Arconic Corp., headquartered in Pittsburgh, says its board of directors has approved several measures designed to further mitigate COVID-19-related impacts on the company.

These mitigating actions will continue until market conditions warrant and are estimated to reduce operating costs by approximately $150 million on an annualized run-rate basis, according to the company. These actions combined with capital reductions of $50 million, or 30 percent, are designed to improve Arconic’s financial profile by $200 million:

  • The CEO’s salary and the board of directors’ annual cash retainer will be reduced by 30 percent.
  • Senior-level management will incur a 20 percent salary reduction and all other salaried employees will incur a 10 percent salary reduction.
  • Salaried workforce has been reduced by 10 percent.
  • Its Tennessee and New York facilities have been idled to adjust to reduced demand. Arconic’s Massena, New York, plant produces aluminum extrusions, including cold-drawn rod and bar, extruded forge stock and extruded rod and barm, while its Alcoa, Tennessee, plant produces aluminum rolled products for the automotive and industrial and commercial transportation markets.
  • All other U.S.-based rolling and extrusion facilities have decreased production and operate with a reduced labor force through shortened work weeks, shift reductions, layoffs and the elimination of temporary workers and contractors.
  • All rolling mill facilities in Europe, China and Russia have modified schedules, adjusted work hours, lowed costs and delayed raises.
  • The 401(k) match program has been suspended for salaried employees.

“The board supports management’s plan to swiftly and actively mitigate the impact from COVID-19,” says Frederick Henderson, Arconic board chairman. “We are taking these actions as well as others as necessary to preserve our financial strength for the long-term benefit of all of our key stakeholders.”

Novelis closes Aleris acquisition

Atlanta-based Novelis Inc. says it has closed on its acquisition of Ohio-based rolled and secondary aluminum producer Aleris. Regulators in the European Union gave the green light in early April to an acquisition that was originally announced in July 2018.

Aleris operations are likely to be merged into those of Novelis, which itself is part of India-based Hindalco Industries Ltd.

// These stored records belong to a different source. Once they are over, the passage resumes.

PR #815, opened 2026-08-09
fix(tests): let the plugin fixture read attn's messages in any order

victorarias:
attn's longest-standing CI flake was the plugin-driver end-to-end test timing out
on a `driver.session_closed` notification that normally reaches the plugin in
under 50ms. The daemon-log instrumentation added for it caught the failure on
PR #800's CI (run 31313203551) and named the link: the daemon reached the send,
and the write came back `EOF` because the plugin process was already gone.

## The bug

The daemon answers a plugin's `session.report_*` call on that connection's read
loop, and `applyState` broadcasts the state change *before* the answer is
written. Anything that pauses the daemon between those two steps — a loaded CI
runner descheduling that goroutine is enough — leaves the plugin waiting while
the test, which watched for the broadcast, moves on and kills the session's PTY.
The close notification then goes out on a separate goroutine and reaches the
socket ahead of the answer.

That is legal JSON-RPC and exactly what both shipped plugin clients expect: the
SDK (`sdk/plugin`) and attn-pi's own client each route a message by shape — a
method is a request to handle, a bare id resolves a pending call. The end-to-end
test's fixture did not. It treated any request arriving while it awaited a
response as fatal:

```
unexpected plugin request "driver.session_closed" while waiting for response id=24
```

So the fixture died on the very notification the test was waiting for, its
connection went with it, and the notification the daemon had already written came
back `EOF` with nobody left to receive it. The 5s tripwire then fired, the session
sat at `idle`, and the diagnosis printed `driver_registered=false` — the fixture's
supervised restart, whose `hello` raced test teardown and was rejected as a stale
generation. That stale-generation line is teardown noise, not the cause; the
ordering above is.

Why it was rare: the gap between broadcast and answer is normally microseconds,
and the PTY kill it has to lose to takes milliseconds.

## The fix

The fixture now has one reader that routes by shape, the same way the SDK does.
There is no unexpected-request branch left to regress to — an interleaved request
is answered wherever it lands, including in the middle of the fixture's own call.
No product code changes; the daemon was behaving correctly throughout.

## Receipts

Forcing the ordering — a temporary local hook pausing 400ms between the daemon's
broadcast and its answer, not part of this diff — reproduces CI exactly:

| | before | after |
|---|---|---|
| provoked interleave (400ms) | **3/3 fail** | **4/4 pass** |
| 32 loaded parallel runs (4 copies × 8 rounds, 4 spinners) | pass | pass |

The pre-fix failures printed the CI text verbatim: `unexpected plugin request
"driver.session_closed" while waiting for response id=24`, `close records
recorded: 0`, `plugin session close notification failed: … err=plugin
driver.session_closed: EOF`. Load alone never hit the window on this machine,
before or after — the race is too narrow, which is the point.

## The test that pins it

`TestPluginFixturePeerAnswersRequestArrivingBeforeItsResponse` scripts the daemon
side over a `net.Pipe`: read the peer's report, send `driver.session_closed`
first, answer the report only after the close is acknowledged. Deterministic by
construction — no sleeps, no polling, no load — so the ordering that used to be a
rare race is now exercised on every run. It asserts the peer recorded the close
and still got its response.

## Surfaces

- **Plugins and SDK** — checked both shipped clients (`sdk/plugin`,
  `plugins/attn-pi`, `plugins/attn-opencode`); all three already route by shape.
  The fixture was the only offender.
- **Docs** — the SDK README now states the full-duplex rule instead of leaving
  plugin authors to discover it as a flake.
- **Daemon, protocol, CLI, Linux** — untouched; the diff is test code plus a
  README and a changelog fragment.

## Known limitation, deliberately not fixed here

`notifyPluginDriverSessionClosed` is fire-and-forget: when the send fails, the
run has already been ended in the store, so the notification is lost and a
reconnecting plugin will not see that run in `driver.register`'s `active_runs`
either. In practice the only way that send fails is a dead connection, and the
plugin process that owned the run's in-memory state is being restarted with it —
attn-pi's `sessionClosed` only drops two map entries. Adding a redelivery ledger
would be machinery for a leak I have no evidence of, and it would also have
masked this fixture bug. Happy to file it as a ticket if it is worth closing.

## Verification tier

No product code changed, so a profile install would exercise nothing this diff
touches. The integrated evidence is the end-to-end test itself — a supervised
plugin process, the real daemon socket, a real worker PTY — passing under the
provoked ordering that reliably failed before, plus the full `internal/daemon`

Hindalco, in turn, is part of the Mumbai-based conglomerate the Aditya Birla Group.

“The Aleris deal marks a major milestone for Novelis on its path to global leadership,” states Kumar Mangalam Birla, chair of Aditya Birla Group and Novelis. “The closure of this deal amidst challenging market conditions reflects our conviction in the Aleris business and its value to our metals portfolio.

“The Aleris deal crucially enables the further diversification of our metals portfolio into other premium market segments, most notably aerospace,” Birla continues. “At the same time, with this further expansion in our aluminum portfolio, we have taken a decisive step towards a more sustainable future.”

Novelis acquires Aleris’ 13 plants. Most plants are in North America, along with an aluminum rolling mill in the Jiangsu province in China and an aluminum casting facility in Germany. To satisfy regulatory conditions, Novelis has been required to divest itself of the Aleris plants in Lewisport, Kentucky, and in Duffel, Belgium.

The Belgium facility is tentatively headed to the Alvance aluminum production business unit of Liberty House Group, which is a part of the London-based GFG Alliance. There is not yet a reported buyer for the Lewisport aluminum auto sheet mill.

The transaction purchase price of $2.8 billion consists of $775 million for the equity value, as well as approximately $2 billion for the assumption or extinguishment of Aleris’ current outstanding debt and a $50 million earn-out payment, according to Novelis.